(Collected data)
PR #4937, opened 2023-05-20
Tech 1 Sonar buff

Basilisk3:
At the same sensor range as tech 1 radars, tech 1 sonars were not very useful even with their cheaper price. This is due to naval units being much faster than land units. This change tries to alleviate this issue.

**Intel:**
SonarRadius of all tech 1 Sonar Systems: 115 --> 130


MrRowey:
We discussed the idea of Sonar change and came up with the ones mentioned in https://github.com/FAForever/fa/issues/4986. So we are going to close this one.

PR #4960, opened 2023-05-22
Update mod information for FAF

Hdt80bro:
Updates the documentation found in `MODS.LUA`, including old unimplemented features / bad documentation, new features FAF added, and touches on some of the interoperability with the FAF client.

### DIFF
--- a/lua/MODS.LUA
+++ b/lua/MODS.LUA
@@ -1,254 +1,364 @@
---[[ ------------------------------------------------------------------------------------------------------------------
-Mods
+--[[
+----------------------------------------------------------------------------------------------------
+FAF Mods
+----------------------------------------------------------------------------------------------------
 
-All mods must be in subdirectories somewhere under /mods. Each mod has a
-mod_info.lua file which contains various bits of info:
+FAF mods are special kinds of Supreme Commander mods in the FAF vault designed to work within the
+FAF framework. They differ from regular Supreme Commander mods, i.e. those that directly replace
+and hook original .scd files on startup. In a sense, FAF itself is a Supreme Commander mod that
+coordinates the participation of other mods intended to be used inside of it once the game launches.
+In this light, there are certain technical limitations and restrictions that are necessary to be
+able to flexibly support the modding scene, but beyond these basic managerial requirements, they are
+pretty much free to do whatever they like with the game and the FAF framework.
 
-    name = "Happy mod"                          -- Name to use for this mod
-    version = 123                               -- Version number to use for this mod
-    copyright = "Copyright © 2006, Someone"     -- Optional copyright info
+A couple (but not all) of the restrictions include:
+ * If you upload the mod to the vault, you MUST follow the vault rules:
+   https://wiki.faforever.com/en/Vault-Rules
+    * In particular, make sure you own all the content of the mod you are uploading. Require other
+      mods when available to avoid copying others' work.
+ * Mods are not able to modify the lobby or provide game options (since mods are only fully loaded
+   after the game launches).
+ * All of a mod's files are mounted behind the mod directory to avoid conflicts. Outside of lua
+   scripting (which can always hook original and FAF files), this means that files are never
+   replaced (in practice, since the location a resource such as a texture points to can be changed
+   by a lua file, this only really affects shaders, which are accessed by the game engine directly)
+
+
+----------
+Mod info file
+----------
+
+Each mod has a `mod_info.lua` file which contains various bits of info:
+
+    -- Required name to use for this mod. This is what is displayed in the Lobby, after undergoing
+	-- title-casing. Do NOT add version information here - keep this the exactly same when you
+    -- update what you consider to be the same mod as the FAF client will uses this to auto-update
+    -- mods (based on the most recent `uid` - the version number does not matter and is only used
+    -- for display purposes).
+    name = "Happy mod"
+  
+    -- Optional integer version to use for this mod (please only increment) to indicate to humans
+    -- the most current version. Decimals are not supported. If updating the mod, make sure to
+    -- change the `uid` as that is what the FAF client actually uses and leave the name exactly the
+    -- same.
+    version = 4
+
+    -- Optional copyright info. If absent, the mod author is presumed to maintain full ownership of
+    -- the mod. Invisible in-game but shown in the FAF client.
+    copyright = "Copyright © 2023, Someone"
+
+    -- Optional text displayed in the mods manager and FAF client
     description = "A long description of happy mod and why it will make you happy"
-    author = "Joe"                              -- Optional author info
-    url = "http://www.gaspoweredgames.com"      -- Optional URL to anywhere author likes
 
+    -- Required name(s) of author(s). Shows up as `"UNKNOWN"` if left blank. Will be begin to be
+    -- truncated in-game if over 20 characters. Make sure this reflects who is uploading the mod to
+    -- the vault (if applicable) as well as all contributors whose work is present.
+    author = "Joe"
+    
+    -- Optional URL to anywhere author likes. Will show up in the mods manager if valid.
+    url = "https://www.faforever.com"
+    
+    -- Optional URL to anywhere author likes. Will show up in the mods manager if valid.
+    github = "https://github.com/FAForever"
+
+    -- Uniquely identify this mod. This defaults to the mod's name, but that's not a very safe way
+	-- to keep mods differentiated. I'd recommend using a GUID or Guaranteed Unique ID.
+    -- Every new version of a mod should get a new GUID so that mods which rely on the old version
+    -- can select it appropriately, and so that the FAF client can keep track.
+    -- The following webpages allow you to generate a GUID online (as of  April 2023)
+    --   http://www.somacon.com/p113.php
+    --   http://www.famkruithof.net/uuid/uuidgen
     uid = B019FBEE-E411-11DB-AFAE-13D355D89593
-        Uniquely identify this mod. This defaults to the mods name, but that's
-        not a very safe way to keep mods differentiated. I'd recommend using a GUID
-        or Guaranteed Unique ID. Also, every new version of a mod should get a new
-        GUID so that mods which rely on the old version can select it appropriately.
-        This following webpages allow you to generate a guaranteed unique ID on line (as of 4/6/07)
-        http://www.somacon.com/p113.php
-        http://www.famkruithof.net/uuid/uuidgen
 
+    -- Flag for whether to list this mod in the mod manager window, where the player can select it.
+    -- An example where you would set it to false is library mod supplying functions, textures, and
+    -- props for use by other mods. Those mods indicate that they require this one, and it is
+    -- automatically enabled when they are.
     selectable = true
-        Flag for whether to list this mod in the mod manager window, where the
-        player can select it. Examples where you would set it to false are:
 
-        1.  A mod containing just custom maps, along with textures and props used
-            on those maps. The mod will be automatically enabled when one of its
-            maps is used.
-
-        2.  A mod supplying textures and props for use by other mods. Those mods
-            indicate that they require this one, and it is automatically enabled
-            when they are.
-
+    -- Setting enabled to false causes a mod to never be loaded. Provides an easy way to disable a
+    -- mod during development. The default is true.
     enabled = true
-        Setting enabled to false causes a mod to never be loaded. Provides
-        an easy way to disable a mod during development. The default is true.
 
+    -- A simple form of preventing conflicting mods. If a mod has `exclusive`, then no other mod can
+    -- be active. The default is false. Note that this precludes the use of `conflicts`.
     exclusive = false
-        A simple form of preventing conflicting mods. Only one 'exclusive' mod
-        can be active at a time. The default is false. Note that this precludes
-        the use of requires/conflicts
 
+    -- Set to true to indicate that this mod only affects the user interface. If this flag is false
+    -- (the default), all players in a multiplayer game must have it in order for anyone to use it.
+    -- If true, one player can have it active independently of the other players.
     ui_only = false
-        Set true to indicate that this mod only affects the user interface. If
-        this flag is false (the default), all players in a multiplayer game must
-        have it in order for anyone to use it. If true, one player can have it
-        active independently of the other players. (Games on GPGNet may restrict
-        this further.)
 
-        TODO: If ui_only is set true, the mod's files should not even be accessible
-        from within the sim, but we need the VFS stuff implemented properly first.
-
+    -- Path of the icon to use for this mod in the mods manager window. The default is
+    -- `"mod_icon.dds"` and in the same directory as the `mod_info.lua` file.
+    -- Note that this is unrelated to the `mod_icons.lua` file explained below.
     icon = "mod_icon.dds"
-        Name of icon to use for this mod in the mod selection window. The default is
-        mod_icon.dds in the same directory as the mod_info.lua file.
 
+	-- Optionally indicates that this mod only works if another mod is also present. Does not affect
+    -- mod loading order.
+    -- It might be nice if you add a comment after each UID to denote the name of the mod so mere
+    -- mortals can maintain your list :)
     requires = {
-        -- Optionally indicates that this mod only works if another mod is also present.
-        -- It might be nice if you add a comment after each uid to denote the name of the mod
-        -- so mere mortals can maintain your list :)
         "fec58b30-0036-4b9e-9995-fe2d6fe4c6e9",     -- Chris' Whacky Mod
         "18e391bc-67aa-49fb-8a5f-34efec2d1c2c",     -- Jeffs Cool Mod
         "61d2cb50-08ac-46ba-b261-3c3e3372aef0",     -- Teds Dumb Mod
     }
 
-    conflicts = {
-        Indicate any other mods that this mod is known to conflict with; the game
-        will refuse to enable both of them at the same time.
-        Same format as 'requires'.
-    }
-
-    before = {
-        List of other mod names. If this mod happens to be active at the same time
-        as any of the named other mods, it will be applied before them.
-        Same format as 'requires'.
-    }
-
-    after = {
-        List of other mod names. If this mod happens to be active at the same time
-        as any of the named other mods, it will be applied after them. If you do
-        not supply an 'after' list, the 'requires' list will be used in its place.
-        Same format as 'requires'.
-    }
-
+	-- Optional table which will map the required UID's to friendly names so the user of the mod can
+	-- determine what they are missing.
     requiresNames = {
-        -- an optional table which will map the required uids to friendly names so the user of the mod can determine what they are missing
         ["fec58b30-0036-4b9e-9995-fe2d6fe4c6e9"] = "Chris' Whacky Mod v123",
         ["18e391bc-67aa-49fb-8a5f-34efec2d1c2c"] = "Jeff's Cool Mod",
         ["61d2cb50-08ac-46ba-b261-3c3e3372aef0"] = "Ted's Dumb Mod",
     }
+    
+	-- Optionally indicates any other mods that this mod is known to conflict with; the game will
+	-- refuse to enable both of them at the same time. You do not need to add old versions of your
+    -- mod here (unless you'd like to be extra careful); the client determines mods with the same
+    -- name to be the same mod and auto-updates them. Same format as `requires`.
+    conflicts = {
+    }
 
-Fields 'id' and 'location' also get filled in during initialization, to the full
-path to the mod_info file and the directory containing it.
+	-- Optional list of other mod UID's. If this mod happens to be active at the same time as any of
+	-- the named other mods, it will be applied before them. Same format as `requires`.
+    before = {
+    }
 
-
-
-Adding extra maps
-
-   Any extra maps in a mod will automatically show up on the available maps list on
-   the single- and multi-player skirmish screen, as long as they have an appropriate
-   Configuration set up.
-
-   If you select a map from a mod for play, that mod (and any other mods it depends on)
-   will automatically be active for that session. This allows you to define custom
-   units or props just for a particular set of maps.
-
-
- Adding custom units
-
-   If an active mod has any .bp files defining units, they will be automatically
-   included during blueprint loading.
-
-   If a mod contains a blueprint matching the ID of an existing unit (e.g. uel0001)
-   then the mod's blueprint will replace the original. If the "Merge=true" flag is
-   set in the mod blueprint, it will be merged with the original can can override
-   some fields while leaving others intact.
+	-- Optional list of other mod UID's. If this mod happens to be active at the same time as any of
+	-- the named other mods, it will be applied after them. If you do not supply an `after` list,
+	-- the `requires` list will be used in its place (if present). Same format as `requires`.
+    after = {
+    }
 
 
- Balance changes
+`location` also gets filled in before initialization (in case you want to use it for relative paths)
+to the full path to the mod_info file and the directory containing it. It is also set afterwards as
+well, so changing this has no affect.
 
-   There are two ways to make large-scale balance changes.
+There are a couple other fields that a mod can specify - it's best to leave them alone.
 
-   First, you can define one or more .bp files with "Merge=true", that override
-   particular fields for many units. This is how the campaign balance mod works.
+----------
+Adding custom units
+----------
 
-   Second, you can define a function <TODO>, which is called on each blueprint
-   as it is loaded. This function can then manipulate the blueprint in arbitrary
-   ways.
+If an active mod has any .bp files defining units, they will be automatically included during
+blueprint loading.
 
-   First, a mod can simply add a new blueprint file that defines a new blueprint.
-
-   Second, a mod can contain a blueprint with the same ID as an existing blueprint.
-   In this case it will completely override the original blueprint. Note that in
-   order to replace an original non-unit blueprint, the mod must set the "BlueprintId"
-   field to name the blueprint to be replaced. Otherwise the BlueprintId is defaulted
-   off the source file name. (Units don't have this problem because the BlueprintId is
-   shortened and doesn't include the original path).
-
-   Finally, a mod can define a ModBlueprints() function which manipulates the
-   original_blueprints table in arbitrary ways. [How/when exactly is this done?]
+If a mod contains a blueprint matching the ID of an existing unit (e.g. `"uel0001"`) then the mod's
+blueprint will replace the original. If the `Merge = true` flag is set in the mod blueprint, it will
+be merged with the original can can override some fields while leaving others intact.
 
 
- Custom skins
+----------
+Balance changes
+----------
 
-   A mod can add a ??? file to indicate that it contains a custom skin. The skin
-   will automatically be made available on the list of available skins.
-   TODO: need help from CBlackwell to work out and document custom skin system.
+There are two ways to make balance changes.
 
+First, a mod can contain a blueprint with the same ID as an existing blueprint. In this case it will
+completely override the original blueprint. Note that in order to replace an original non-unit
+blueprint, the mod must set the "BlueprintId" field to name the blueprint to be replaced. Otherwise,
+the BlueprintId is defaulted off the source file name. (Units don't have this problem because the
+BlueprintId is shortened and doesn't include the original path). Setting `Merge = true` while doing
+this will make it so that only the new fields in the modded blueprint are overridden, and the rest
+from the original blueprint are kept (possibly also changed from other mods).
 
- Other changes
+Second, a mod can hook the `/lua/system/Blueprints.lua` file and override the `ModBlueprints` to
+modify existing blueprints in an organized manner. Be sure to call the old function like this, so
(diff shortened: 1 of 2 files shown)


Garanas:
@The-Balthazar would you have the time to review this pull request?

lua/MODS.LUA
```diff
@@ -1,306 +1,419 @@
...
+    github = "https://github.com/FAForever"
+
+    -- Uniquely identify this mod. This defaults to the mod's name, but that's not a very safe way
+	-- to keep mods differentiated. I'd recommend using a GUID or Guaranteed Unique ID.
+    -- Every new version of a mod should get a new GUID so that mods which rely on the old version
+    -- can select it appropriately, and so that the FAF client can keep track.
+    -- The following webpages allow you to generate a GUID online (as of  April 2023)
+    --   http://www.somacon.com/p113.php
+    --   http://www.famkruithof.net/uuid/uuidgen
     uid = B019FBEE-E411-11DB-AFAE-13D355D89593
```
The-Balthazar, line 71: The uid value should be in quotation marks.

lua/MODS.LUA
```diff
@@ -1,306 +1,419 @@
...
-        1.  A mod containing just custom maps, along with textures and props used
-            on those maps. The mod will be automatically enabled when one of its
-            maps is used.
-
-        2.  A mod supplying textures and props for use by other mods. Those mods
-            indicate that they require this one, and it is automatically enabled
-            when they are.
 
+    -- Setting enabled to false causes a mod to never be loaded. Provides an easy way to disable a
+    -- mod during development. The default is true.
```
The-Balthazar, line 80: Another use for this value being false is for defining dummy mods that contain other mods, since the game supports nested mods even if the client doesn't.

lua/MODS.LUA
```diff
@@ -1,306 +1,419 @@
...
     enabled = true
-        Setting enabled to false causes a mod to never be loaded. Provides
-        an easy way to disable a mod during development. The default is true.
 
+    -- A simple form of preventing conflicting mods. If a mod has `exclusive`, then no other mod can
+    -- be active. The default is false. Note that this precludes the use of `conflicts`.
```
The-Balthazar, line 84: This is somewhat an aside, but I've never seen a good reason to have this `true`.

lua/MODS.LUA
```diff
@@ -1,306 +1,419 @@
...
-        have it in order for anyone to use it. If true, one player can have it
-        active independently of the other players. (Games on GPGNet may restrict
-        this further.)
-
-        TODO: If ui_only is set true, the mod's files should not even be accessible
-        from within the sim, but we need the VFS stuff implemented properly first.
 
+    -- Path of the icon to use for this mod in the mods manager window. The default is
+    -- `"mod_icon.dds"` and in the same directory as the `mod_info.lua` file.
+    -- Note that this is unrelated to the `mod_icons.lua` file explained below.
```
The-Balthazar, line 94: Unless it's changed since I last checked, a dds wont load in the client, and it's relative to root, not to the mods folder.

lua/MODS.LUA
```diff
@@ -1,306 +1,419 @@
...
+to the full path to the mod_info file and the directory containing it. It is also set afterwards as
+well, so changing this has no affect.
+
+There are a couple other fields that a mod can specify - it's best to leave them alone.
+
+----------
+Adding custom units
+----------
+
+If an active mod has any .bp files defining units, they will be automatically included during
```
The-Balthazar, line 144: active *sim* mod

lua/MODS.LUA
```diff
@@ -1,306 +1,419 @@
...
-   units or props just for a particular set of maps.
+First, a mod can contain a blueprint with the same ID as an existing blueprint. In this case it will
+completely override the original blueprint. Note that in order to replace an original non-unit
+blueprint, the mod must set the "BlueprintId" field to name the blueprint to be replaced. Otherwise,
+the BlueprintId is defaulted off the source file name. (Units don't have this problem because the
+BlueprintId is shortened and doesn't include the original path). Setting `Merge = true` while doing
+this will make it so that only the new fields in the modded blueprint are overridden, and the rest
+from the original blueprint are kept (possibly also changed from other mods).
 
+Second, a mod can hook the `/lua/system/Blueprints.lua` file and override the `ModBlueprints` to
```
The-Balthazar, line 166: It's a bit structurally weird to explain a thing that can be done with a hook before explaining how to actually hook a file.

lua/MODS.LUA
```diff
@@ -1,306 +1,419 @@
...
 
-   Finally, a mod can define a ModBlueprints() function which manipulates the
-   original_blueprints table in arbitrary ways. [How/when exactly is this done?]
 
+----------
+Strategic Icon Replacement
+----------
+
+A UI mod can contain a `mod_icons.lua` file to specify strategic icons to replace for particular
+units. This is one of the few times a UI mod is allowed to modify things in the simulation
```
The-Balthazar, line 217: It's probably more accurate to say that the sim loads them from the UI mod, rather than the UI actually having any power in the situation.

The-Balthazar:
I probably should have marked all that as a review. I wasn't actually planning to go through the whole of it right now.

Hdt80bro:
Oh that's quite alright. It's good to have any sort of feedback - some of what you commented was old stuff I wasn't sure what to do with, but now I have an idea of what to change. Thanks!

lua/MODS.LUA
Hdt80bro: Good catch - it actually defaults to `/textures/ui/common/dialogs/mod-manager/generic-icon_bmp.dds` not a file in the mod folder as well. Not that the FAF client cares, of course.

lua/MODS.LUA
```diff
@@ -1,306 +1,419 @@
...
+ * If you upload the mod to the vault, you MUST follow the vault rules:
+   https://wiki.faforever.com/en/Vault-Rules
+    * In particular, make sure you own all the content of the mod you are uploading. Require other
+      mods when available to avoid copying others' work.
+ * Mods are not able to modify the lobby or provide game options (since mods are only fully loaded
+   after the game launches).
+ * All of a mod's files are mounted behind the mod directory to avoid conflicts. Outside of lua
+   scripting (which can always hook original and FAF files), this means that files are never
+   replaced (in practice, since the location a resource such as a texture points to can be changed
+   by a lua file, this only really affects shaders, which are accessed by the game engine directly)
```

> [WHAT TO WORK ON]
Set down precisely the lines above between the line holding "same mod and" and the line holding "-path to the", inclusive, and nothing beyond them.

> [EXERCISE SOLUTION]
+    -- name to be the same mod and auto-updates them. Same format as `requires`.
+    conflicts = {
+    }
 
-Fields 'id' and 'location' also get filled in during initialization, to the full
-path to the mod_info file and the directory containing it.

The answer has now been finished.